12. The method of claim 1, further comprising adding an antimicrobial composition, such as an antibiotic, to the air-liquid interface culture and quantifying and/or qualitatively evaluate growth of the microbe in the air-liquid interface culture to determine efficacy of the antimicrobial composition against the bacteria.

13. A cell culture device comprising an air-liquid interface culture of differentiated airway epithelial cells and synthetic sputum medium comprising a bacteria or sputum sample deposited on the airway epithelial cells.

14. The device of claim 13, wherein the airway epithelial cells are human.

15. The device of claim 13, wherein the airway epithelial cells comprise a CFTR-associated mutation.

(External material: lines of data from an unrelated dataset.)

PR #151, opened 2018-11-13
✨(security) add http basic auth for app services

jmaupetit:
## Purpose

In some cases, we must be able to protect a publicly deployed service behind an HTTP Basic Auth, _e.g._ to prevent search engines bots crawling or restrict access to a confidential application instance.

## Proposal

- [x] automate htpasswd file generation for apps
- [x] integrate HTTP Basic Auth for `richie`
- [x] integrate HTTP Basic Auth for `marsha`
- [x] integrate HTTP Basic Auth for `edxapp`

### DIFF
--- a/apps/richie/templates/nginx/secret.yml.j2
+++ b/apps/richie/templates/nginx/secret.yml.j2
@@ -1,0 +1,14 @@
+{% if activate_http_basic_auth %}
+apiVersion: v1
+kind: Secret
+metadata:
+  labels:
+    app: richie
+    service: "nginx"
+  name: "{{ richie_nginx_htpasswd_secret_name }}"
+  namespace: "{{ project_name }}"
+data:
+  # nota bene: the {{ app.name }}_htpasswd variable is set in
+  # tasks/get_vault_for_app.yml tasks list only if the pointed file exists
+  "{{ http_basic_auth_user_file | basename }}": "{{ lookup('file', richie_htpasswd) | b64encode }}"
+{% endif %}
--- a/tasks/get_vault_for_app.yml
+++ b/tasks/get_vault_for_app.yml
@@ -3,7 +3,7 @@
 # group_vars for an environent and a customer.
 - name: Get expected vault file for application
   stat:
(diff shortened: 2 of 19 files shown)


tasks/get_vault_for_app.yml
```diff
@@ -19,3 +19,20 @@
...
+- name: Test htpasswd target file for app
+  stat:
+    path: "{{ app_htpasswd_file_path }}"
+  register: app_htpasswd_file
+  tags: htpasswd
+
+- name: Set application htpasswd variable
+  set_fact:
+    "{{ app.name }}_htpasswd": "{{ app_htpasswd_file.stat.path }}"
+  when: activate_http_basic_auth and app_htpasswd_file.stat.exists and app_htpasswd_file.stat.isreg
```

16. The device of claim 15, wherein the airway epithelial cells are CFBE41o-, 16HBE, Calu3, CFT-1, or JME cells or do not express CFTR, e.g., comprise a ΔF508 CFTR mutation.

17. The device of claim 13, wherein the synthetic sputum medium comprises SCFM2 synthetic sputum medium.

18. A kit comprising an air liquid interface culture of airway epithelial cells and synthetic sputum medium in a container separate from the cell culture device.

19. The kit of claim 18, wherein the airway epithelial cells are human.

20. The kit of claim 18, wherein the airway epithelial cells comprise a CFTR-associated mutation, wherein the airway epithelial cells are CFBE41o-, 16HBE, Calu3, CFT-1, or JME cells or do not express CFTR, e.g., comprise a ΔF508 CFTR mutation, and/or wherein the synthetic sputum medium comprises SCFM2 synthetic sputum medium.